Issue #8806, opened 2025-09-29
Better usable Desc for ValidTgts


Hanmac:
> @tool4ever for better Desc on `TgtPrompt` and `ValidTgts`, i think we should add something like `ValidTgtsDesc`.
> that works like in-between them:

++++++

● **TASK TO CARRY OUT**
Count each line of the material above that holds the word "like", and state the total with no other text.

● **ANSWER**
2